== EXERCISE BRIEF ==
Would you restate the entries below word for word, starting at the first line and ending with the one that has "Haystack is a"?

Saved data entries
━━━━

PR #3082, opened 2024-11-06
feat(examples): add haystack package and realm

n2p5:
Haystack is a permissionless , immutable, content-addressed, append-only, fixed-length key-value store for small payloads.

This is an experiment to port over a storage and validation implementation of a tool I'd written several years ago called [haystack](https://github.com/nomasters/haystack). My goal in porting this over to gno is to provide a simple, correct, and test covered implementation that is composable with other tools I plan to port over as well.

## Overview

You store a needle in the haystack.

A Needle  is 192 bytes. It is composed of  32 bytes for a sha256 hash, and the 160 byte fixed-length payload.

```
hash     | payload
---------|----------
32 bytes | 160 bytes
```

The Haystack storage server supports two calls, other than Render, you may "Add" a needle, by its hex-encoded string, or you may "Get" a needle by its hex encoded hash. The add operation ensures that the needle is valid and that it has not been added to the storage before. The Get operation will return the full hex encoded needle if the hash exists in the database, otherwise it will panic.

The structure is broken down into 2 packages and 1 very simple realm

### packages
- https://gno.land/p/demo/haystack/needle/
- https://gno.land/p/demo/haystack/

### realm
- https://gno.land/r/demo/haystack

## How to Try it out?

You can generate your own synthetic needle from the CLI by using this magical one-liner.

```shell
➜  ~ (dd if=/dev/urandom bs=160 count=1 2>/dev/null | tee >(sha256sum |  cut -d' ' -f1) | od -An -t x1) | tr -d ' \n'
5d82091003a6749b46a96c38b2597ca96e9b0b272594249099dcf2ade188346679ca753999661820dad7beb351559c89a275ed4935a82245fda290906670ec7535b0b856dfccadd62e5f5399892455d2b524724ffdef8e58be03e9da4762c6ab582ce91c29a9e26ea9cc38b66953fdc425ad37baeb12c712e049ae6d456e682b6b63eea74ebf7a9d506ba486d08c9c54c5161d38a7fbc5fcbb1cdac370682ad6a59579167fd1aa1cd1fc109660a7eba36775d6b06058d72aa57debe63d0144b8
```
This leverages `dd`, `/dev/urandom`, `tee`, `cut`, `od`, and `tr` to generate a properly formatted hex-encoded needle.

### Getting a needle

I've already stored the above needle in Haystack, so you can read it by running this command from the CLI

```shell
gnokey maketx call -pkgpath "gno.land/r/demo/haystack" \
    -func "Get" \
    -gas-fee 1000000ugnot \
    -gas-wanted 2000000 \
    -send "" \
    -broadcast \
    -chainid "portal-loop" \
    -args "5d82091003a6749b46a96c38b2597ca96e9b0b272594249099dcf2ade1883466" \
    -remote "https://rpc.gno.land:443" \
    $YOUR_WALLET_ADDRESS
```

━━━━

== PROBLEM SOLUTION ==
PR #3082, opened 2024-11-06
feat(examples): add haystack package and realm

n2p5:
Haystack is a permissionless , immutable, content-addressed, append-only, fixed-length key-value store for small payloads.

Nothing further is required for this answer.